PR #3471, opened 2026-06-23
Fix stale in-memory graph cache issue in multi-node deployments

### LINKED ISSUE #1998: Finalize FlowGraphCache Strategy
### Description

The current FlowGraphCache is implemented as an in-memory cache to avoid the high cost of repeatedly constructing flow execution graphs during runtime. 

### Problem

- Flow execution graphs are expensive to construct, so caching is required
- Current implementation uses in-memory cache only
- Redis (or other distributed caches) cannot directly store Go objects

### Objective

- Define and implement a proper caching strategy for FlowGraphCache that works with the overall caching architecture.
- Removes the temporary fix
  - https://github.com/asgardeo/thunder/pull/1997

### LINKED ISSUE #3064: Bug: Graph cache is in-memory only, causing stale graphs in multi-node deployments
## Summary

The compiled flow graph cache is hardcoded to in-memory. In a multi-node deployment, invalidating the cache on one node after a flow update has no effect on the other nodes — they continue serving the stale compiled graph until their process restarts or the entry naturally expires.

## Root cause

In `backend/internal/flow/core/init.go`, the graph cache is always created using `GetInMemoryCache`:

```go
graphCacheInst := cache.GetInMemoryCache[*graph](cacheManager, "FlowGraphCache")
```

Unlike `GetCache`, which respects the configured cache backend (in-memory or Redis), `GetInMemoryCache` always creates a local in-memory store. Each node has its own isolated cache with no awareness of invalidations happening on other nodes.

## Impact

- Node A receives a `PUT /flows/{flowId}` request. `flowmgt` calls
  `graphBuilder.InvalidateCache(ctx, flowID)`, which removes the entry from **Node A's local cache only**.
- Nodes B and C still hold the old compiled graph in their own in-memory caches.
- All subsequent flow executions on B and C use the stale graph until their process restarts.

This is a silent correctness issue — no error is returned, but users on different nodes can observedifferent flow behaviour after a flow update.

## Why a Redis-backed graph cache is not straightforward

The compiled `*graph` struct holds live Go objects — nodes with interface references, executor pointers, segment data. It cannot be serialised to Redis as-is, so simply swapping `GetInMemoryCache` for `GetCache` is not sufficient without a dedicated serialisation layer.

## Proposed fix

Remove the graph cache entirely. Flow definitions are already cached in a Redis-backed `FlowByIDCache` inside `flowmgt`, so graph recompilation — iterating node definitions and wiring up Go objects — is cheap. The graph cache is a premature optimisation on top of an already-cached store lookup, and keeping it means accepting this multi-node inconsistency or taking on the complexity of a serialisable distributed cache for live Go objects.

NutharaNR:
### Purpose

- The compiled flow graph cache is hardcoded to in-memory. In a multi-node deployment, invalidating the cache on one node after a flow update has no effect on the other nodes — they continue serving the stale compiled graph until their process restarts or the entry naturally expires. 

### Approach

- Compiled graph objects cannot be serialized into the distributed (Redis) cache, so the graph cache is kept in-memory on each node. To detect staleness, the flow's `ActiveVersion` is stored in the compiled graph at build time. On retrieval, the cached graph's version is compared against the flow definition's current `ActiveVersion`. If there is a mismatch, the stale graph is invalidated and rebuilt.

#### Changes

**1. Added `version` field to the `graph` struct** (`backend/internal/flow/core/graph.go`)

```go
type graph struct {
    // ... existing fields
    version      int
}
```

With corresponding `GetVersion()` / `SetVersion()` methods on `GraphInterface`.

**2. Version stamped at build time** (`backend/internal/flow/mgt/graph_builder.go`)

```go
graph := b.flowFactory.CreateGraph(flow.ID, flow.FlowType)
graph.SetVersion(flow.ActiveVersion)
```

**3. Version-based staleness detection on cache retrieval** (`backend/internal/flow/mgt/graph_builder.go`)

```go
if cachedGraph, ok := b.graphCache.Get(ctx, flow.ID); ok {
    if cachedGraph.GetVersion() == flow.ActiveVersion {
        return cachedGraph, nil
    }
    // Version mismatch — invalidate and rebuild
    b.graphCache.Invalidate(ctx, flow.ID)
}
```

- The default global TTL is set to `3600s` = `1hr`. The same TTL has been used for graph cache as well.

### Related Issues
- https://github.com/thunder-id/thunderid/issues/3064
- https://github.com/thunder-id/thunderid/issues/1998

### Related PRs
- N/A

### Checklist
    - [ ] Unit Tests
    - [ ] Integration Tests

### Security checks

## Summary by CodeRabbit

* **New Features**
  * Added graph version tracking so cached graphs are only reused when they match the currently active version; otherwise the stale cache entry is discarded and the graph is rebuilt.

* **Tests**
  * Added unit tests for default version behavior plus set/get version updates.
  * Added coverage for cache hit vs version mismatch handling, including cache invalidation and rebuild behavior.
  * Updated existing test fixtures and mock expectations to include version-aware graph creation and retrieval.

### DIFF
--- a/backend/internal/flow/core/factory.go
+++ b/backend/internal/flow/core/factory.go
@@ -30,7 +30,7 @@ import (
 type FlowFactoryInterface interface {
 	CreateNode(id, _type string, properties map[string]interface{}, isStartNode, isFinalNode bool) (
 		NodeInterface, error)
-	CreateGraph(id string, _type common.FlowType) GraphInterface
+	CreateGraph(id string, _type common.FlowType, version int) GraphInterface
 	CreateExecutor(name string, executorType common.ExecutorType,
 		defaultInputs, prerequisites []common.Input) ExecutorInterface
 	CreateInterceptor(name string, isDefault bool, priority int) InterceptorInterface
@@ -74,19 +74,23 @@ func (f *flowFactory) CreateNode(id, _type string, properties map[string]interfa
 }
 
 // CreateGraph creates a new graph with the given ID and type
-func (f *flowFactory) CreateGraph(id string, _type common.FlowType) GraphInterface {
+func (f *flowFactory) CreateGraph(id string, _type common.FlowType, version int) GraphInterface {
 	if id == "" {
 		id = sysutils.GenerateUUID()
 	}
 	if _type == "" {
 		_type = common.FlowTypeAuthentication
 	}
+	if version <= 0 {
+		version = 1
+	}
 
 	return &graph{
-		id:    id,
-		_type: _type,
-		nodes: make(map[string]NodeInterface),
-		edges: make(map[string][]string),
+		id:      id,
+		_type:   _type,
+		version: version,
+		nodes:   make(map[string]NodeInterface),
+		edges:   make(map[string][]string),
 	}
 }
 
--- a/backend/internal/flow/mgt/graph_builder.go
+++ b/backend/internal/flow/mgt/graph_builder.go
@@ -75,10 +75,20 @@ func (b *graphBuilder) GetGraph(ctx context.Context, flow *CompleteFlowDefinitio
 	}
 
 	logger := b.logger.With(log.String("flowID", flow.ID))
-	// Check cache first
+	// Check cache first, with version-based staleness detection.
+	// The flow definition (with ActiveVersion) comes from the Redis-backed store,
+	// so all nodes see the latest version even though the graph cache is local.
 	if cachedGraph, ok := b.graphCache.Get(ctx, flow.ID); ok {
-		logger.Debug(ctx, "Graph retrieved from cache")
-		return cachedGraph, nil
+		if cachedGraph.GetVersion() == flow.ActiveVersion {
+			logger.Debug(ctx, "Graph retrieved from cache")
+			return cachedGraph, nil
+		}
+		logger.Debug(ctx, "Cached graph version mismatch, rebuilding",
+			log.Int("cachedVersion", cachedGraph.GetVersion()),
+			log.Int("activeVersion", flow.ActiveVersion))
+		if err := b.graphCache.Invalidate(ctx, flow.ID); err != nil {
+			logger.Error(ctx, "Failed to invalidate stale graph from cache", log.Error(err))
+		}
 	}
 
 	graph, err := b.buildGraph(ctx, flow)
@@ -119,7 +129,7 @@ func (b *graphBuilder) buildGraph(ctx context.Context, flow *CompleteFlowDefinit
 	}
 
 	// Create a graph
-	graph := b.flowFactory.CreateGraph(flow.ID, flow.FlowType)
+	graph := b.flowFactory.CreateGraph(flow.ID, flow.FlowType, flow.ActiveVersion)
 
 	// Process all nodes and build the graph structure
 	edges := make(map[string][]string)
--- a/backend/internal/flow/core/FlowFactoryInterface_mock_test.go
+++ b/backend/internal/flow/core/FlowFactoryInterface_mock_test.go
@@ -232,16 +232,16 @@ func (_c *FlowFactoryInterfaceMock_CreateExecutor_Call) RunAndReturn(run func(na
 }
 
 // CreateGraph provides a mock function for the type FlowFactoryInterfaceMock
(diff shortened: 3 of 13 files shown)


backend/internal/flow/core/init.go
```diff
@@ -21,10 +21,12 @@ package core
...
-	graphCacheInst := cache.GetInMemoryCache[*graph](cacheManager, "FlowGraphCache")
-	graphCache := newGraphCache(graphCacheInst)
-	return flowFactory, graphCache
+// Initialize initializes the core flow package.
+func Initialize() FlowFactoryInterface {
+	return newFlowFactory()
+}
+
+// NewGraphCache creates a new in-memory graph cache instance.
+func NewGraphCache(cacheManager cache.CacheManagerInterface) GraphCacheInterface {
```
ThaminduDilshan: This doesn't align with the dependency injection pattern. Having public constructor methods like this allows unintended service object creation. Also this will not resolve the concern raised in https://github.com/thunder-id/thunderid/issues/3064#issuecomment-4570526441. 

This graph cache is utilized by the graph builder which is the implementation exposed to the other services. Graph cache can be kept as an internal implementation within the graph builder. Ideal solution is to extract graph builder out from the flow mgt package and move to the core or a separate package.

The same concern is already addressed in the WIP PR: https://github.com/thunder-id/thunderid/pull/3054. Hence shall we take that task out from this PR?

NutharaNR: Removed changes related to graph cache initilization.

backend/internal/flow/mgt/graph_builder.go
```diff
@@ -75,10 +75,20 @@ func (b *graphBuilder) GetGraph(ctx context.Context, flow *CompleteFlowDefinitio
...
+	// The flow definition (with ActiveVersion) comes from the Redis-backed store,
+	// so all nodes see the latest version even though the graph cache is local.
 	if cachedGraph, ok := b.graphCache.Get(ctx, flow.ID); ok {
-		logger.Debug(ctx, "Graph retrieved from cache")
-		return cachedGraph, nil
+		if cachedGraph.GetVersion() == flow.ActiveVersion {
+			logger.Debug(ctx, "Graph retrieved from cache")
+			return cachedGraph, nil
+		}
+		logger.Info(ctx, "Cached graph version mismatch, rebuilding",
```
ThaminduDilshan:
```suggestion
		logger.Debug(ctx, "Cached graph version mismatch, rebuilding",
```

General practice is to keep info logs minimal

backend/internal/flow/mgt/graph_builder.go
```diff
@@ -120,6 +130,7 @@ func (b *graphBuilder) buildGraph(ctx context.Context, flow *CompleteFlowDefinit
 
 	// Create a graph
 	graph := b.flowFactory.CreateGraph(flow.ID, flow.FlowType)
+	graph.SetVersion(flow.ActiveVersion)
```
ThaminduDilshan: Instead isn't it better to set the version from the flow factory itself? WDYT?

backend/internal/flow/mgt/graph_builder.go
NutharaNR: Updated to debug logs.

backend/internal/flow/mgt/graph_builder.go
NutharaNR: Yes it would be better, as it is only a property and doesn't require a building process moved it to flow factory.

backend/internal/flow/core/factory.go
```diff
@@ -74,19 +74,23 @@ func (f *flowFactory) CreateNode(id, _type string, properties map[string]interfa
...
+func (f *flowFactory) CreateGraph(id string, _type common.FlowType, version int) GraphInterface {
 	if id == "" {
 		id = sysutils.GenerateUUID()
 	}
 	if _type == "" {
 		_type = common.FlowTypeAuthentication
 	}
+	if version <= 0 {
+		version = 1
+	}
```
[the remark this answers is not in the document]
NutharaNR: the counter start with 1

ThaminduDilshan (approved):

== Task instructions ==
Nothing beyond the line that contains "### Description" belongs in the answer; reproduce the entries exactly from their first line through it.

== Expected answer ==
PR #3471, opened 2026-06-23
Fix stale in-memory graph cache issue in multi-node deployments

### LINKED ISSUE #1998: Finalize FlowGraphCache Strategy
### Description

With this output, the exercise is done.